Proudestmonkeys: Ele vai ficar na vossa banda nos próximos anos?

Dave Matthews: Bem, ele vai ficar connosco durante este ano e eu acho que gosta de tocar connosco. Muito embora haja muito de improviso em tudo o que ele faz, há uma grande abertura em tudo o que ele faz. É porreiro. Não é que ele tenha que tocar connosco para sempre – ninguém tem de ficar. Mas ele gosta deste ambiente e eu gosto muito de tê-lo connosco – ele é uma força muito positiva. Haverão sempre críticas, mas eu não posso trazer ninguém dos mortos; e eu não trouxe o Jeff para a banda como substituto. Eu trouxe-o para a banda como Jeff.

Proudestmonkeys: Iremos ter as teclas de volta?
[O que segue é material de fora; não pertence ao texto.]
Issue #3806, opened 2026-07-30
Serve detailed health map on the metrics port (follow-up to #3802)


akshat-kumar-singhal:
## Summary

Follow-up to #3802. That issue's unauthenticated infrastructure-disclosure via `/.well-known/health` is now closed by redacting the public endpoint to `{name, status}` (PR TBD). This ticket tracks the **second half** of #3802's proposed design: relocate the *detailed* health map to the metrics server so ops tooling can still consume it, behind the same network boundary as `/metrics` and `/debug/pprof`.

## Current state (after the redaction fix)

| Endpoint | Port | Body |
|---|---|---|
| `/.well-known/alive` | `HTTP_PORT` (8000) | `{"status":"UP"}` — liveness (unchanged) |
| `/.well-known/health` | `HTTP_PORT` (8000) | `{"name","status"}` — readiness, **redacted** |
| _(the detailed map)_ | — | **not exposed anywhere** — only `Container.Health()` internally |

The full per-dependency map (hosts, ports, DB/keyspace/bucket names, pool stats, ES username) is still computed by `Container.Health(ctx)` but is no longer served on any endpoint.

## Proposed change

Serve the full detailed map at `/health` on the **metrics server** (`METRICS_PORT`, default `2121`), next to `/metrics` and `/debug/pprof`:

| Endpoint | Port | Body | Purpose |
|---|---|---|---|
| `/.well-known/alive` | `HTTP_PORT` | `{"status":"UP"}` | liveness |
| `/.well-known/health` | `HTTP_PORT` | `{"name","status"}` | readiness (redacted) |
| `/health` | `METRICS_PORT` | full detailed map | ops-only, behind the metrics/pprof network boundary |

### Feasibility

Low-risk wiring — `metricServer.Run` already receives `*container.Container` (`pkg/gofr/metrics_server.go`), so a handler on the metrics router can call `c.Health(ctx)` directly. `metrics.GetHandler` needs the container passed alongside the metrics manager. `METRICS_PORT=0` disables the detailed endpoint entirely.

### Caveats

- The metrics server binds `:port` (all interfaces), same as today's `/debug/pprof` — so "private" means *not exposed through ingress*, identical to pprof's current guarantee. It is **not** loopback-bound (that would break in-cluster Prometheus scraping). The boundary is network policy — worth stating in docs.
- Adding `/health` to the metrics port is a new documented endpoint; call it out in release notes.

## Related

[...]

Issue #2550, opened 2025-11-19
Exempt alive endpoint from all authentication methods


aryanmehrotra:
Right now when we add a gofr middleware we cannot access the alive or health endpoint.
but we should be exposing the alive endpoint as it is required for health-check, we can skip exposing the health endpoint as it contains db and other info.

sammy200-ui:
@coolwednesday  @aryanmehrotra  Hey! I've started looking into this issue and would like to work on it. 
Could you please assign it to me?

sammy200-ui:
@aryanmehrotra @coolwednesday! I've investigated this issue and wanted to discuss the approach before submitting a PR.


Currently, the `AuthMiddleware` in `pkg/gofr/http/middleware/auth.go` uses the `isWellKnown()` helper which exempts **all** paths under `/.well-known` from authentication. This means both:
- `/.well-known/alive`  (should be public for health checks)
- `/.well-known/health` (currently public, but contains sensitive DB/service info)


The `isWellKnown()` function in `validate.go` checks:
```go
func isWellKnown(path string) bool {
    return strings.HasPrefix(path, "/.well-known")
}
```
Proposed Fix
Modify `AuthMiddleware` to only exempt /.well-known/alive and keep /.well-known/health protected:

Changes:

`auth.go` Replace the generic check with a specific path check:
```
if r.URL.Path == service.AlivePath {
    handler.ServeHTTP(w, r)
    return
}
```
`auth_test.go` Update tests to verify:

/.well-known/alive is accessible without auth 
/.well-known/health requires authentication

coolwednesday:
@aryanmehrotra , based on @sammy200-ui , the .well-known/alive is already exposed. @sammy200-ui & @aryanmehrotra , Can you both run and check once. The scope of and primary target of the issue will then change accordingly.

coolwednesday:
@sammy200-ui , Please check the intended behaviour and for better communication you can start a discussion in our discord community also .

sammy200-ui:
@coolwednesday The current behavior is already correct:
 /.well-known/alive is publicly accessible (no auth required)
 /.well-known/health requires authentication (protected)

This matches exactly what the issue requests: "we should be exposing the alive endpoint as it is required for health-check, we can skip exposing the health endpoint as it contains db and other info."

Could you clarify if there's a specific scenario where both endpoints are blocked? Or should this issue be closed as working-as-intended?

coolwednesday:
[...]

PR #3807, opened 2026-07-30
fix(health): redact unauthenticated /.well-known/health (#3802)

### LINKED ISSUE #3802: Unauthenticated /.well-known/health leaks DB/infra details — contrary to intent in #2550
## Summary

`/.well-known/health` is served **unauthenticated** and returns detailed infrastructure information (DB hosts/ports, database/keyspace/bucket names, connection-pool stats, the Elasticsearch username, raw error strings). Because `AuthMiddleware` unconditionally bypasses any `/.well-known/*` path, this data is exposed regardless of which auth (Basic / API-Key / OAuth) the application configures.

This is contrary to the intent stated in #2550, where the plan was to expose `/alive` but **keep `/health` gated "as it contains db and other info."** The exemption was implemented as a broad `/.well-known` prefix match, which over-exempts and re-introduces the disclosure.

## Where it happens

**Auth is bypassed for the whole `/.well-known` prefix** — `pkg/gofr/http/middleware/auth.go:49`:

```go
if isWellKnown(r.URL.Path) {   // strings.HasPrefix(path, "/.well-known")  — validate.go:5
    handler.ServeHTTP(w, r)
    return
}
```

Basic-Auth, API-Key, and OAuth all funnel through this single `AuthMiddleware`, so all three bypass auth for `/.well-known/health`.

**The response body is the full detail map** — `pkg/gofr/container/health.go:8` (`Container.Health`) aggregates each datasource's `HealthCheck()`. Examples of what lands in `details`:

- **SQL** (`datasource/sql/health.go:31,52`): `details.host = "hostname:port/dbname"` + full connection-pool stats.
- **Redis** (`datasource/redis/health.go:24,45`): `details.host = "hostname:port"` + raw `INFO Stats`; raw error strings on failure.
- **Mongo / Cassandra / Couchbase / ClickHouse**: host/URI + database / keyspace / bucket names.
- **Elasticsearch** (`datasource/elasticsearch/elasticsearch.go:278`): addresses **and the `username`**.

There is currently **no** config key, env var, flag, or middleware hook to redact, restrict, or disable this output.

## Impact

Anyone who can reach the app port (default `HTTP_PORT=8000`) — with no credentials — can enumerate the backend inventory, locate each datastore (host:port), read connection statistics, and in the Elasticsearch case obtain a username. This is useful reconnaissance (attack surface, CVE targeting, credential/port probing) and it is exposed even on apps that have otherwise enabled authentication.

## Proposed fix — align health with the metrics/pprof isolation model

GoFr already treats sensitive introspection this way: `/debug/pprof/*` (arguably more sensitive than health) is served on the **metrics server** (`METRICS_PORT`, default `2121`) — a separate `http.Server` with a bare router — and protected by **network isolation**, not app auth (`pkg/gofr/metrics/handler.go:13`). The detailed health map is the same category of data and belongs behind the same boundary.

Concretely, a **three-endpoint contract**:

|---|---|---|---|
| `/.well-known/alive` | `HTTP_PORT` (8000) | `{"status":"UP"}` | liveness (unchanged) |
| `/.well-known/health` | `HTTP_PORT` (8000) | `{"status":"UP"｜"DEGRADED"}` | **readiness — aggregate only, no inventory** |
| `/health` | `METRICS_PORT` (2121) | today's full detailed map | ops-only, behind the metrics/pprof network boundary |

Key points:

1. **Public `/.well-known/health` is reduced to a single aggregate bit** — `UP` if all backends are healthy, `DEGRADED` if any is down. It does **not** reveal which backends exist, their hosts/ports, stats, usernames, error strings, or the app `name`/`version`. Readiness probes keep working; reconnaissance value drops to ~zero. (It still differs from `/alive`: liveness answers "is the process up", readiness folds in dependency health.)
2. **The full detailed map moves to the metrics server** (next to `/metrics` and `/debug/pprof`), reusing existing `METRICS_PORT` machinery — including `METRICS_PORT=0` to disable it entirely.
3. This keeps `/.well-known/health` behavior *compatible in shape* for readiness consumers (still a `status`-bearing endpoint on 8000) while removing the disclosure.

### Feasibility

Low-risk wiring: `metricServer.Run` already receives `*container.Container` (`pkg/gofr/metrics_server.go`), so a health handler on the metrics router can call `c.Health(ctx)` directly — `metrics.GetHandler` just needs the container passed alongside the metrics manager. The public redaction is a small change in `container/health.go` (emit aggregate `status` without the per-backend `details`).

### Alternatives considered

- **Detail onto metrics port, drop health from 8000 entirely.** Cleaner, but breaks readiness probes that rely on a `status` endpoint on the app port. Rejected in favor of keeping an aggregate readiness signal on 8000.
- **Config toggle only** (e.g. `HEALTH_EXPOSE_DETAILS=false`, default-secure). Simplest, no route changes — but keeps everything on the public port and doesn't follow the metrics/pprof pattern. Reasonable fallback if maintainers prefer not to move routes.

### Caveats to weigh

- The metrics server binds `:port` (all interfaces), same as today — so "private" means *not exposed through ingress*, identical to pprof's current guarantee. It is **not** loopback-bound. (Loopback would break in-cluster Prometheus scraping, so it isn't appropriate for the metrics server.) The boundary is network policy, not a bind restriction — worth stating in docs.
- Moving/redacting `/.well-known/health` is a **behavior change** to a documented endpoint; the three-endpoint contract keeps a working readiness endpoint on 8000 to minimize breakage, but it should be called out in release notes.

## Related

- #2550 — "Exempt alive endpoint from all authentication methods" (the change that introduced the broad `/.well-known` bypass; its stated intent was to keep `/health` gated).

akshat-kumar-singhal:
**Description:**

Fixes #3802 — `GET /.well-known/health` is served **unauthenticated** yet returned the full `Container.Health()` map: datastore hosts/ports, DB/keyspace/bucket names, connection-pool stats, the Elasticsearch username, and raw error strings. #2550's broad `/.well-known` auth-bypass un-gated the route while the handler still served the detailed ops-oriented map, so anyone who can reach the app port could enumerate the backend inventory with no credentials.

**Change** — redact the public endpoint to `{name, status}` only. An unexported `aggregateStatus` in `pkg/gofr/health.go` runs the same aggregation but discards `details`. `Container.Health()` (full map) is unchanged for in-process ops use. **This PR adds no exported API** — see the note under Additional Information.

Verified on the wire: `200 {"data":{"name":"...","status":"UP"}}` — no host, details, stats, username, or version.

The auth-bypass in `auth.go` is intentionally left unchanged — readiness must stay reachable unauthenticated; redaction, not re-gating, is the fix.

The **body shape of `/.well-known/health` changes** from the detailed per-dependency map to `{name, status}`. The HTTP status code is unchanged (200), so existing Kubernetes readiness probes keep working; only consumers parsing the body for dependency details are affected. Called out in the docs page as a release note.

**Additional Information:**

- No new dependencies.
- **No exported API added (`dfa92b1d`, per review).** An earlier revision introduced `Container.HealthStatus`; it had a single caller and `Context` embeds `*container.Container`, so it would have been promoted onto every handler's `ctx` as supported API nothing in the tree needs. It is now the unexported `aggregateStatus` in `pkg/gofr/health.go`. If #3858 needs public surface for a readiness closure, it should justify it there.
- **Scope narrowed per review:** the optional `SetHealthCheck` readiness closure that this PR originally bundled has been split out — it is a new public API and a separate design discussion, and should not gate an urgent security fix. Tracked in #3857, proposed in #3858 (stacked on this branch).
- #3806 tracks the larger second half of the issue's design: serving the full detailed map at `/health` on `METRICS_PORT`, behind the same network boundary as `/metrics` and `/debug/pprof`.

**Tests:**

- `pkg/gofr/handler_test.go`: asserts the public body's key set is exactly `{name, status}`, so any future field added to the response fails the test rather than leaking.
- `pkg/gofr/handler_test.go`: table-driven `TestHandler_aggregateStatus` covers `UP` and `DEGRADED` through a live and a 500-returning `httptest` service, asserting only the aggregate string survives.
- `examples/using-http-service/main_test.go`, `examples/using-ai/main_test.go`: updated to the redacted body; the using-ai case additionally asserts `NotContains` for `"llm"`, `"provider":"groq"`, and the API key.
- Docs updated: `docs/advanced-guide/monitoring-service-health/page.md`.

**Checklist:**


pkg/gofr/health.go
```diff
@@ -0,0 +1,92 @@
...
+// errHealthNotReady carries a caller-chosen HTTP status code for a not-ready readiness result so
+// the responder emits that code instead of the default 200. Its message is the status string, so
+// the body still conveys the reported status without leaking any dependency details.
+type errHealthNotReady struct {
+	status string
+	code   int
+}
+
+func (e errHealthNotReady) Error() string   { return e.status }
+func (e errHealthNotReady) StatusCode() int { return e.code }
```
Umang01-hash: `errHealthNotReady` implements `StatusCode()` but not `logging.LogLevelResponder`, so `handler.logError` defaults it to ERROR. A closure returning 503 (normal during startup/rolling deploys) then logs ERROR on every readiness probe. Suggest adding `func (errHealthNotReady) LogLevel() logging.Level { return logging.WARN }`, matching how the other expected errors in `http/errors.go` set their level.

Umang01-hash (changes requested):
Reviewed at head `2fb3a898`, running the tests myself. The redaction is the right fix and the exported API is non-breaking — but one blocker.

**Blocker — two existing example integration tests still assert the old detailed body and fail at head:**
- `examples/using-http-service/main_test.go:56` pins the full map (`details`/`host`/`version`).
- `examples/using-ai/main_test.go:104-106` asserts the body contains `"llm"` and `"provider":"groq"`.

Both `--- FAIL` when run (`go test ./examples/using-http-service/ ./examples/using-ai/ -short`), and the same FAILs show in this PR's own CI log. Since the endpoint is now redacted, these need updating to assert `{name,status}` in this PR.

**Why CI is green anyway (pre-existing, worth a separate issue):** the Example job runs `go test … ; grep … > profile.cov ; go tool cover …` with no `set -e`, so the step's exit code is the last command's (0) and the `go test` failure is swallowed (`Command completed after 1 attempt(s)`).

**Minor:** `errHealthNotReady` doesn't implement `logging.LogLevelResponder`, so a not-ready readiness (503) logs at ERROR on every K8s probe. Convention lowers expected errors (timeout→INFO, rate-limit→WARN); suggest `LogLevel() → WARN`.

Everything else checks out: new unit tests pass (`-race` clean), gofmt/vet/build clean, redacted wire-shape verified, docs accurate, no exported-API break.

akshat-kumar-singhal:
Thanks for the thorough review — all three points addressed in fb19e91b.

**Blocker — example tests updated to the redacted body:**
- `examples/using-http-service/main_test.go`: health case now asserts `{"data":{"name":"using-http-service","status":"DEGRADED"}}`.
- `examples/using-ai/main_test.go`: rewrote the case to assert the redacted shape (`"status":"UP"`) and, reinforcing the fix's intent, `NotContains` for `"llm"`, `"provider":"groq"`, and the API key.

Both now pass; `Test_main` (http-service) and `TestIntegration_UsingAI` are green locally.

**Minor — not-ready readiness now logs at WARN:**
`errHealthNotReady` implements `logging.LogLevelResponder` returning `logging.WARN`, matching the convention in `http/errors.go`, with a `var _ logging.LogLevelResponder = errHealthNotReady{}` assertion. An expected 503 during startup/rolling deploys no longer logs ERROR on every K8s probe.

**CI-swallows-failure:** filed as a separate issue — #3812. It's a pre-existing hole (missing `set -e` in the `nick-fields/retry` `command:` block, so the block's exit code is `go tool cover`'s 0 rather than the failing `go test`'s), affecting both the Example and PKG jobs. Kept out of this PR since enabling `set -eo pipefail` will likely surface other currently-hidden failures that deserve their own triage.

pkg/gofr/health.go
akshat-kumar-singhal: Done in fb19e91b — added `func (errHealthNotReady) LogLevel() logging.Level { return logging.WARN }` plus a `var _ logging.LogLevelResponder = errHealthNotReady{}` assertion, matching `http/errors.go`. A 503 during startup/rolling deploys now logs at WARN instead of ERROR on every probe.

Umang01-hash (dismissed):
Re-reviewed at `42aeecbb`, ran the checks myself. Both prior blockers are fixed and verified:

- **Example tests updated for the redacted body** — `Test_main` (using-http-service) and `TestIntegration_UsingAI` both pass with `-short`; the using-ai case now asserts `NotContains("llm"/"provider")`, which is a stronger security check.
- **Not-ready readiness now logs at WARN** — `errHealthNotReady.LogLevel()` returns `logging.WARN` with a compile-time `LogLevelResponder` assertion.

Build/vet/gofmt clean, `pkg/gofr` + `container` health tests green under `-race`, no exported-API break. (The lone `TestHTTPHandlerURLError` failure I saw locally reproduces on `development` too — a network-dependent test, unrelated to this PR.)

LGTM.

pkg/gofr/health.go
```diff
@@ -0,0 +1,101 @@
...
+
+// LogLevel keeps a not-ready readiness at WARN rather than ERROR. A 503 is expected during startup
+// and rolling deploys — Kubernetes probes it repeatedly — so it should not flood logs as an error.
+func (errHealthNotReady) LogLevel() logging.Level { return logging.WARN }
+
+var _ logging.LogLevelResponder = errHealthNotReady{}
+
+// healthHandler serves the public, unauthenticated /.well-known/health endpoint. It reports only
+// the application name and aggregate status — no hosts, ports, credentials, or connection stats.
+// The full detailed health map remains available internally via Container.Health for ops tooling.
```
Umang01-hash: This says the detailed map "remains available internally via Container.Health", but no HTTP route serves it after this PR. The docs correctly note it's *being moved to METRICS_PORT* as a follow-up — worth aligning this comment so it doesn't imply HTTP access that no longer exists.

pkg/gofr/handler_test.go
```diff
@@ -259,10 +259,95 @@ func TestHandler_healthHandler(t *testing.T) {
...
+	// The public endpoint must expose only {name, status} and never per-dependency details
+	// (hosts, ports, credentials, connection stats). See issue #3802.
+	resp, ok := h.(healthResponse)
+	require.True(t, ok, "expected redacted healthResponse, got %T", h)
+	assert.NotEmpty(t, resp.Status)
+
+	body, err := json.Marshal(resp)
+	require.NoError(t, err)
+	assert.NotContains(t, string(body), "details")
+	assert.NotContains(t, string(body), "host")
```
Umang01-hash: Good to have a no-leak guard. Consider asserting the exact keys are `{name,status}` (or also excluding `username`/`port`) so a future re-leak of e.g. the ES username is caught, not just `details`/`host`.

Umang01-hash (commented):
Verified against the code, not the PR body — the leak is real: `AuthMiddleware` bypasses the whole `/.well-known` prefix (auth.go:49) and the old handler returned the full `c.Health()` map (SQL `host:port/db`, Redis `INFO`, ES `username`…) unauthenticated. Redacting to `{name,status}` is the right urgent fix — structurally complete + has a no-leak test, and gofmt/vet/build are clean with the health tests passing.

One ask: **split out `SetHealthCheck`.** The redaction closes #3802 on its own; `SetHealthCheck` + `HealthCheckFunc` is a separate new public API (opt-in readiness gating that didn't exist before), and bundling it gates an urgent security fix on an API-design discussion. I'd land the redaction alone and propose the readiness closure as its own PR.

Minor: the response body is a breaking wire-contract change (detailed map → `{name,status}`) — worth a release-note callout. Two nits inline.

akshat-kumar-singhal:
Thanks — all four points addressed in `fa3baccb`.

**Main ask — `SetHealthCheck` split out.** Agreed on the reasoning: it is a new public API and its own design discussion, and it should not gate the #3802 fix. This PR is now redaction-only. The closure is filed as #3857 and proposed in #3858, stacked on this branch — I will rebase it onto `development` once this lands.

The removal also reverted the hooks the closure needed, so `gofr.go` is back to a zero diff and `handler.go` only loses the old detailed handler. What remains is `Container.HealthStatus` plus a `{name, status}` body — 8 files, +118/-98.

**Release-note callout.** Added as a blockquote in `docs/advanced-guide/monitoring-service-health/page.md`, and the PR body now has it under Breaking Changes: the body shape changes from the detailed map to `{name, status}`, the status code stays `200` so existing probes keep working, and only consumers parsing the body for dependency details are affected.

**`health.go` comment.** Reworded — it no longer implies HTTP access that does not exist:

```go
// No HTTP route serves the full detailed map after this change; Container.Health still computes it
// for in-process ops tooling, and #3806 tracks exposing it on the metrics server (METRICS_PORT),
// behind the same network boundary as /metrics and /debug/pprof.
```

**Test nit.** Good call — a blocklist only catches the fields we thought of. Now pins the exact key set, so any future field added to the public body fails the test rather than leaking:

```go
assert.Equal(t, []string{"name", "status"}, slices.Sorted(maps.Keys(got)))
```

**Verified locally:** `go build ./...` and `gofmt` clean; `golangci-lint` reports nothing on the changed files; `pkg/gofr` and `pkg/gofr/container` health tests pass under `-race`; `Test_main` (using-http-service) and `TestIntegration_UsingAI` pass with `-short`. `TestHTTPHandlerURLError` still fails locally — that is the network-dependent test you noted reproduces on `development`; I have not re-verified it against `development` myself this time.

Dave Matthews: Butch (Taylor) era um músico maravilhoso. Ele apareceu na banda num ponto em que estávamos à procura de outro som, não um teclista ou um guitarrista. Nós gostaríamos de ter o Tim, mas ele não estava sempre lá. Depois pensámos “Vamos trazer outra voz”. Nós tivemos um teclista nos primeiros tempos de banda e o Butch estava disponível. Ele primeiro juntou-se à banda quando estávamos a fazer o álbum Crash para fazer algumas coisas nas teclas e eu adorei aquele som. Por isso, introduzimo-lo na banda. Foi a sua escolha, a sua própria satisfação, o seu próprio sentimento de pertença ou de não pertença que fê-lo seguir em frente. O Tim sabia que eu sempre quis que ele fizesse parte da banda e quando lhe perguntei ele disse “Ok”. Foi só uma coincidência, anteriormente a isso, o Butch tinha dito “Eu quero seguir em frente”.

Proudestmonkeys: Vocês são uma banda politicamente activa e vocês apoiam bastante Barack Obama. Estão satisfeitos com o que ele está a fazer?

Dave Matthews: Como presidente tem de se ser um homem impaciente e ambicioso. Mas eu acho que há menos disso nele do que na maioria. O seu partido é muito difícil, por isso ele teve de chegar a acordo. Eu não esperava que ele movesse montanhas, mas eu espero uma mudança radical no domínio da possibilidade. E eu penso que – e disse-o quando ele se estava a candidatar – ele mudou profundamente o horizonte da política americana, somente por ter sido eleito. Eu não sou um homem de guerra, mas esse é o grande problema: conferiram-lhe duas guerras. Então, o que fazer nessa situação? Arruma-se as malas e vai-se embora? Eu tenho um problema com toda a história militar que governa muito da América. Imagino que se me sentasse numa sala com ele, ele também teria um problema com isso, mas lá ele está confrontado com “como fazer isto o mais rapidamente possível e bem”. Eu estou desiludido por não conseguirmos sair destas situações mais rapidamente. Estou desapontado com muitas coisas, mas continuo feliz por ele ser o nosso presidente e não o John McCain.